Generalized zero-shot pest and disease image classification based on causal gating model

Images of scarce agricultural pests and diseases categories are often hard to obtain, and there are frequently no visual examples in web search engines. Therefore, it is challenging to build an image classification model based on supervised learning. To address this issue, Generalized Zero-shot Learning (GZSL) based on Generative Adversarial Networks (GANs) offers an effective solution. However, a major challenge of GZSL is that the model tends to overfit on seen class data, causing unseen classes to be frequently misclassified as seen classes. To meet this challenge, we propose a novel S tructural C ausal M odel-based B inary D omain C lassifier (SCM-BDC) for generalized zero-shot pest and disease image classification. Our method introduces a Structural Causal Model (SCM) to extract causal features from visual features to reduce the impact of non-causal features that blur the distinction between seen and unseen classes. Furthermore, we use an Angular Linear Layer (ALL) to project class- level attributes and causal features onto the unit hypersphere and identify a boundary for each seen class.
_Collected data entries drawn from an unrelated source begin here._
PR #396, opened 2023-12-21
DM-42302: Drop support for Pydantic v1.

TallJimbo:
Requires lsst/daf_butler#929

## Checklist

- [x] ran Jenkins

### DIFF
--- a/.github/workflows/build_docs.yaml
+++ b/.github/workflows/build_docs.yaml
@@ -31,7 +31,7 @@ jobs:
           pip install wheel
 
       - name: Install documenteer
-        run: pip install 'documenteer[pipelines]>=0.8'
+        run: pip install 'documenteer[pipelines]==0.8.2'
 
       - name: Install dependencies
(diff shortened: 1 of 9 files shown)


TallJimbo:
I have no idea why the doc build is trying to build docs for Pydantic itself (that seems to be what it's failing on), or why it's a problem here but not in daf_butler.

TallJimbo:
I've added some trivial forwarders to public classes that inherit from `pydantic.BaseModel`, to just override the docstrings so they aren't inherited.  It's not at all pretty, but it gets us through without having to weaken our guards against problems in our own docs.

It's hard for me to believe that `automodapi` is really designed to assume that it should parse the docstrings from any third-party classes that inherited from in its targeted package as rST, with no way to turn it off, but I can find no evidence that anyone else has run into this before.

timj (approved):
The sphinx fixes are pretty bad but seem pragmatic for now.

During the testing phase, if the similarity between the sample and all seen attributes is less than the corresponding threshold, it is classified as an unseen class; otherwise, as a seen class. Finally, we use a seen classifier and an unseen classifier to predict the corresponding samples, respectively. Extensive experiments on APTV99, ADTV68, AWA1, AWA2, CUB, SUN, and FLO demonstrate that the proposed method can significantly improve the performance of GZSL. For the APTV99 and ADTV68 datasets, our method achieves a 5.2 % and 1.4 % improvement in GZSL classification accuracy over state-of-the-art methods.